Pray for doctors and their collaborators in war zones

Fr Andrew Hamilton 28 March 2019

Pope Francis' prayer intention for April is for doctors and their humanitarian collaboraters in war zones, who risk their lives to save the lives of other.

Pope Francis' prayer intention for April is for doctors and their humanitarian collaboraters in war zones, who risk their lives to save the lives of other.

Jesus famously said he could not work miracles in Nazareth because a prophet is without honour in his own country.

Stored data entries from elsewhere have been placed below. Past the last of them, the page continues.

Issue #235, opened 2024-10-10
Missing Options in cs3.storage.provider.v1beta1.ProviderAPI


marcdo7:
There are missing options in Proto file  _cs3.storage.provider.v1beta1.ProviderAPI_. 

I need to add these options, to get a working Java client

`option java_multiple_files = true;
option java_outer_classname = "ProviderApiProto";
option java_package = "com.cs3.storage.provider.v1beta1";`

labkode:
@marcdo7 please do

PR #236, opened 2024-10-11
Add options to build better java clients

marcdo7:
fixed https://github.com/cs3org/cs3apis/issues/235


labkode:
@jessegeens can you review?

glpatcern:
Hi @marcdo7, thanks for this addition, any specific reason why you need it on the storage provider API and not on the gateway API? A priori the latter is the "public" API that relays to all other APIs.

glpatcern:
I understand this is necessary (despite no further comments), so I'm going ahead and merge this.

glpatcern (approved):

PR #58, opened 2019-08-24
Added a shellcode executor

khyberspache:
Support for shellcode execution within the existing process.

The GOCat agent now supports a list of executors that gets decide per-action on the endpoint.


privateducky:
closing. old

PR #65, opened 2019-08-29
Stop Agent & CleanUp

wbooth:


gocat/util/utility.go
```diff
@@ -64,3 +64,15 @@ func removeWhiteSpace(input string) string {
 		return r
 	}, input)
 }
+
+func DeleteFile(path string) {
```
privateducky: good idea extracting these to utility.

gocat/execute/execute.go
```diff
@@ -1,19 +1,32 @@
...
 type ExecutorFlags []string
 
 // Execute runs a shell command
 func Execute(command string, executor string) ([]byte, error) {
+	if command == "die" {
+		executable, _ := os.Executable()
+
+		if executor == "sh" {
+			util.DeleteFile(executable)
+		} else {
```
privateducky: this PR is perfect.. except this if/else block. i don't like the executor check here-- I see why you're veering that way (due to complexity in PowerShell + CMD deleting of files) but... I think we need an alternative approach. it's possible a switch of thinking may help: what other non-kill switch in the agent may be possible?

PR #66, opened 2019-08-29
add bash script to recompile all versions of agent

wbooth:
ultimately can add to Travis so agents are compiled as part of CI


privateducky:
:) I've been meaning to drop this in. I always tell myself, 'I'll never update the agent again...'

PR #67, opened 2019-08-30
Stop agent only

wbooth:


gocat/execute/execute.go
```diff
@@ -1,19 +1,25 @@
...
-
-	"../shellcode"
 )
 
 // ExecutorFlags type to import a list of executors
 type ExecutorFlags []string
 
 // Execute runs a shell command
 func Execute(command string, executor string) ([]byte, error) {
+	if command == "die" {
```
privateducky: I've been thinking on this one. the stockpile change is good as-is. this one I've been back/forth on if the process should die+sandcat binary removed (which has been my thought) or if there should be a happy medium around this area. 

here's my current thought: let's drop the stopping of PPID (as it could be "overreaching", if the parent is PowerShell, for example, and we kill too many sessions) and just stop the PID itself. after thinking on this, it seems to make sense to me because it'll reset the environment back to the state it was in. if you run an operation, it'll clean up any lateral-movement-caused instances of sandcat, so the one remaining instance would be the one(s) existing when the operation started. this kill would stop the process itself....

let's chat on this tomorrow, but that's the way I'm leaning atm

He preached and healed elsewhere. Pope Francis picked up this insight when he spoke of the Church as a field hospital. He calls on Catholics, and especially priests, to leave the comfort zone where we are surrounded by people who think alike. We are to sally out into no man’s land to share the life of people who are on the edges of faith and of church.

NO MAN'S LAND

The Pope’s intention for April expresses this spirit when he asks us to pray for doctors and their companions – nurses, refugee staff and so on – who risk their lives in places of violence. Their world is no man’s land; the field hospital is their home. In their work they share the fears of the local people and must face their own fears, often far from the support of families and the comforts they have left behind.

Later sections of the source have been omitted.